Autre mesure à prendre afin de se prémunir du risque de rebond de l'épidémie, le séquençage et le rétrotracing. "Avec à peine plus de 2 000 nouveaux cas par jour, la France a les moyens de séquencer presque 100% des cas positifs". Une méthode qui permet de déterminer quelle souche du virus est à l'origine de la contagion et donc de connaître la circulation du variant Delta en France.

"Avec 2 000 cas par jour, la France doit faire du rétrotracing, c'est-à-dire remonter toutes les chaînes de transmission depuis la personne positive. En faisant cela, on démantèle les chaînes de transmission qui deviennent de grands clusters, par un isolement efficace", complète Antoine Flahault.

"Être prêts à faire des confinement locaux très courts"

Des mesures qui ne garantissent pas une protection à 100% contre la propagation du variant Delta prévient Antoine Flahault. "En cas d'échec, les autorités de santé devront être conscientes de la situation réelle, grâce au séquençage, et prendre des décisions impopulaires, de confinement local très court par exemple, en cas de flambée épidémique localisée, comme Melbourne l'a fait", illustre l'épidémiologiste.

En février dernier, en plein tournoi de tennis, la ville de Melbourne a décrété un confinement strict de cinq jours pour lutter contre un cluster "hyper infectieux" de contaminations au variant anglais apparu dans un des hôtels ayant servi à la quarantaine de plusieurs joueurs.

"Mettre en place des seuils d'alerte"

"Il faut également mettre en place des seuils d'alerte, avec une incidence à 50 ou 100, à partir duquel des mesures sont automatiquement prises", complète le docteur Michaël Rochoy, alors qu'un seul département est actuellement au-dessus du seuil de 50 : les Landes, où sévit le variant Delta. Un "frein d'urgence" mis en place en Allemagne notamment.

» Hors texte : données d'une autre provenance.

PR #102, opened 2023-09-28
feat(PDS-58): Headings

RiccardoCorona-MiaPlatform:
### Description

Headings components implementation

[Componente Headings](https://makeitapp.atlassian.net/browse/PDS-58)

### TODO Checklist

- [x] Support for Ellipsis


src/components/Typography/HX/HX.tsx
```diff
@@ -0,0 +1,62 @@
+import { ReactElement, ReactNode } from 'react'
+import { Typography as AntTypography } from 'antd'
+
+import { CopyConfig, EllipsisConfig } from '../Typography.types'
+
+const { Title: AntTitle } = AntTypography
+
+export type HXProps = {
+
```
fredmaggiowski, line 9: We decided not to uese these new lines

src/components/Typography/HX/HX.tsx
```diff
@@ -0,0 +1,62 @@
...
+  /**
+   * Displays ellipsis when text overflows. By default, the text will be truncated if it
+   * exceeds the length of 2 rows, showing all informational content in a tooltip.
+   * The attribute is further customizable.
+   */
+  ellipsis?: boolean | EllipsisConfig,
+}
+
+type HXLevel = {
+
```
fredmaggiowski, line 30: Same

src/components/Typography/Typography.types.ts
```diff
@@ -0,0 +1,76 @@
+import { TooltipProps } from 'antd'
+
+/**
+ * @link https://ant.design/components/typography#copyable
+ */
+export type CopyConfig = {
+
```
fredmaggiowski, line 7: Same new line

src/components/Button/__snapshots__/Button.test.tsx.snap
```diff
@@ -85,7 +85,7 @@ exports[`Button Component renders button with icon right correctly 1`] = `
 exports[`Button Component renders circle button correctly 1`] = `
 <DocumentFragment>
   <button
-    class="ant-btn css-dev-only-do-not-override-1vr7spz ant-btn-circle ant-btn-primary button"
+    class="ant-btn css-dev-only-do-not-override-1vr7spz ant-btn-circle ant-btn-primary button buttonMdIconOnly"
```
fredmaggiowski, line 88: Why has this class appeared? Also why in camelCase instead of the typical kebab-case?

fredmaggiowski (changes requested):

src/components/Button/__snapshots__/Button.test.tsx.snap
RiccardoCorona-MiaPlatform: It is a remnant of the PR on Button, where I had forgotten to update the snapshots (we should configure the pipeline so that it blocks the merge operation if the pipeline fails). The use of camelCase is due to the fact that it is a class set by us via CSS, and with the use of CSS modules it is more convenient (there have already been discussions about it in the PR on Button)

src/components/Typography/HX/HX.tsx
RiccardoCorona-MiaPlatform: We decided not to have a new line between a function declaration and its implementation, but here we are documenting the properties of the component and I think the new line slightly improves readability since it will always be followed by a comment

src/components/Icon/Icon.tsx
```diff
@@ -50,7 +50,7 @@ export type IconProps = {
 }
 
 /**
- * UI component for displaying different icon packs (Ant, Feather, Phosphor) and custom SVGs
+ * UI component to display different icon packs (Ant, Feather, Phosphor) and custom SVGs
```
Giogia, line 53: In this sentence, the absence of "for" makes it more concise and suggests that the UI component is capable of displaying different icon packs and custom SVGs, but it doesn't necessarily imply that it is designed solely for that purpose. It's a statement of functionality without specifying the primary purpose.

In practical terms, both sentences convey a similar idea, but the first one emphasizes the specific purpose or intent of the UI component, while the second one simply states what it can do. The choice between them depends on the context and how you want to frame the information.

Giogia: Also, this comment is a little bit out of scope. I would try to keep modifications to other components only if strictly necessary.

src/components/Typography/HX/HX.stories.tsx
```diff
@@ -0,0 +1,154 @@
...
+import { loremIpsum } from '../../../utils/loremIpsum'
+
+const customEllipsis = {
+  rows: 1,
+  suffix: ' END',
+  expandable: true,
+  symbol: 'Show more',
+}
+
+const customCopyable = {
```
Giogia, line 15: Can we move these resources to a Typography.mocks.ts file? in this way, we can also reuse them in tests.

src/components/Typography/HX/HX.test.tsx
```diff
@@ -0,0 +1,74 @@
+import { render } from '@testing-library/react'
+
+import { Icon } from '../../Icon'
+import { Typography } from '..'
+import { loremIpsum } from '../../../utils/loremIpsum'
+
+const { H1, H2, H3, H4 } = Typography
+
+describe('HX Component', () => {
```
Giogia, line 9: We need to add some tests in which we try to get the specific element from the screen in an easy way. ( e.g. screen.getByRole('something', {name: 'something' }) and screen.getyText('something')  )

Giogia: I would also try interactions with tooltip and copyable icon.

src/components/Typography/Typography.theme.ts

Enfin, rappellent les deux spécialistes que nous avons interrogé, la vaccination reste le meilleur moyen de lutter contre le virus. "Il faut se faire vacciner avec deux doses, dès que possible. Car l'efficacité avec une seule dose est bien moindre face à ce variant qu'avec deux", rappelle Michaël Rochoy. Antoine Flahault met en avant "une course contre-la-montre est lancée entre l'arrivée du variant Delta et la vaccination. Il faut aller chercher les plus fragiles qui n'ont pas encore pu être vaccinés" afin d'éviter une reprise des hospitalisations dans les prochaines semaines. Environ 18% des plus de 75 ans n'ont aujourd'hui reçu aucune dose de vaccin.

Selon une étude écossaise, l'efficacité de deux doses AstraZeneca protège à 81% contre les formes symptomatiques du variant anglais Alpha, et à 61% face au variant Delta. Le vaccin Pfizer est lui efficace respectivement à 92% et 83%.